▸ GIVEN INFORMATION
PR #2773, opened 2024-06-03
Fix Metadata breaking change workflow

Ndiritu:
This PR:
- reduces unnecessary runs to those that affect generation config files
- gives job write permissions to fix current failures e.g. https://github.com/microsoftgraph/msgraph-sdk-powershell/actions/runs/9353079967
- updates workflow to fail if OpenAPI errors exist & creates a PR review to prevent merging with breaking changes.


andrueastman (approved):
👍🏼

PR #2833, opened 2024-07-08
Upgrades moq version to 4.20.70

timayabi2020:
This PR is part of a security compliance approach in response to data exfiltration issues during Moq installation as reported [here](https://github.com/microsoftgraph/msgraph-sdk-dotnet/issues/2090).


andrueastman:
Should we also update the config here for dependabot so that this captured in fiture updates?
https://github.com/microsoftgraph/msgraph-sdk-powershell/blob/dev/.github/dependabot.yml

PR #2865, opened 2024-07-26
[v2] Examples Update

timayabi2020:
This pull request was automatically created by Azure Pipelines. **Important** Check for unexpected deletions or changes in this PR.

▸ TASK GOAL
Each line above is to be reproduced exactly. Leave none out.

▸ EXERCISE RESULT
PR #2773, opened 2024-06-03
Fix Metadata breaking change workflow

Ndiritu:
This PR:
- reduces unnecessary runs to those that affect generation config files
- gives job write permissions to fix current failures e.g. https://github.com/microsoftgraph/msgraph-sdk-powershell/actions/runs/9353079967
- updates workflow to fail if OpenAPI errors exist & creates a PR review to prevent merging with breaking changes.


andrueastman (approved):
👍🏼

PR #2833, opened 2024-07-08
Upgrades moq version to 4.20.70

timayabi2020:
This PR is part of a security compliance approach in response to data exfiltration issues during Moq installation as reported [here](https://github.com/microsoftgraph/msgraph-sdk-dotnet/issues/2090).


andrueastman:
Should we also update the config here for dependabot so that this captured in fiture updates?
https://github.com/microsoftgraph/msgraph-sdk-powershell/blob/dev/.github/dependabot.yml

PR #2865, opened 2024-07-26
[v2] Examples Update

timayabi2020:
This pull request was automatically created by Azure Pipelines. **Important** Check for unexpected deletions or changes in this PR.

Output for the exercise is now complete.